OpenAI's defense responded equally forcefully. Attorney William Savitt argued that this is not about mission but about control: Musk allegedly attempted to subordinate OpenAI to himself as early as 2017 and wanted to merge the company with Tesla. When that failed, he left, predicted the project would fail, and now is challenging the success of his former partners through the courts.

To support this version, the defense presented a letter from Shivon Zilis to Musk's employee Sam Teller, in which various options for corporate restructuring with a commercial component were discussed. The meaning of the argument is simple: Musk knew that such schemes were being considered and did not object to them as long as he retained a chance at influence.

What Is at Stake

Immediately after opening statements, Musk himself took the witness stand and became the first witness in the trial. He told the jury that for him, this case is not about personal gain but about a dangerous precedent: if one can "plunder a charity," it will strike at the very logic of philanthropy.

The lawsuit is now focused on two remaining claims—unjust enrichment and breach of charitable trust.

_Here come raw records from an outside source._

PR #5894, opened 2025-01-02
build: handle stacktraces before setting `LFORTRAN_LLVM_COMPONENTS`

kmr-srbh:
This makes sure we have a value for `WITH_LLVM_STACKTRACE` to handle appending `symbolize object`. Previously, this variable was defined later in the scope and we did not append the component causing a build failure.


gxyd:
> This did not occur previously because the variable WITH_LLVM_STACKTRACE was undefined until this scope, causing build failure later.

I'm sorry, I don't understand this part, could you please explain a little more on this? The first part, I'm able to follow from here: https://github.com/lfortran/lfortran/blob/main/CMakeLists.txt#L155-L157

gxyd:
Oh, seems like this isn't ready for a review, let me know once this is ready for a review.

gxyd:
Btw, I personally don't see the benefit of force-pushing the changes, as it gets rid of the older changes completely, making the review a little difficult, we can always squash the commits when merging if you don't like one commit or the other.

kmr-srbh:
> > This did not occur previously because the variable WITH_LLVM_STACKTRACE was undefined until this scope, causing build failure later.
> 
> I'm sorry, I don't understand this part, could you please explain a little more on this? The first part, I'm able to follow from here: https://github.com/lfortran/lfortran/blob/main/CMakeLists.txt#L155-L157

Previously the variable `WITH_LLVM_STACKTRACE` was defined later in the file and was used as `false` by default in the `if` block, hence the `symbolize object` was not appended to `LFORTRAN_LLVM_COMPONENTS`, causing the build failure.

However, Musk has forgone personal financial claims and stated that any potential damages should go back into OpenAI's nonprofit structure.

  • Return of up to $134 billion in alleged improper profits to the OpenAI nonprofit foundation
  • Removal of Sam Altman from the board of directors and CEO position
  • Removal of Greg Brockman from the role of company president
  • Possible rollback of OpenAI to its original nonprofit structure
  • Transition to a separate remedies phase after May 18, 2026, if the court finds grounds for liability

The trial itself is divided into two phases. First comes the liability phase, where a verdict from an advisory jury of nine will be a recommendation for Judge Yvonne Gonzalez Rogers. Only then, if Musk's position gains support, will a separate discussion of specific remedies begin. The court has already allotted limited time to both sides, and among potential witnesses are Satya Nadella, Ilya Sutskever, Mira Muraty, and experts in AI safety and charitable law. According to the schedule, the proceedings could take around four weeks.

Background and Stakes

This trial matters not merely because of a conflict between two public figures. In essence, the court must answer whether it is possible to preserve the original public mission of an AI laboratory after the arrival of tens of billions of dollars and complex corporate restructuring. Musk's side considers Microsoft's $10 billion investment in January 2023 to be a turning point, after which OpenAI, in their view, became definitively a "wealth machine."

OpenAI, conversely, builds its defense around the thesis that the commercial structure was known in advance, and the current lawsuit is primarily related to competition and the launch of xAI. Additional tension is created by Musk's own behavior. Before the hearings began, OpenAI's lawyers complained to the judge about his social media posts, in which he called Altman a fraudster and repeated the thesis about "stolen charity."

The judge publicly asked Musk not to worsen the situation with comments outside the courtroom. This is an important detail: the dispute concerns not only documents, letters, and corporate structure but also trust in a person who simultaneously demands limits on the concentration of power in AI while being known for his desire for strict control over his own companies.

What This Means

If the court determines that OpenAI violated its original nonprofit mission, it will send a strong legal signal throughout the AI industry: capital and public purpose can no longer be separated merely by beautiful rhetoric. If the defense prevails, the market will receive the opposite conclusion—founders and donors will not be able to reassemble the rules of the game years later when the company has already grown into a giant.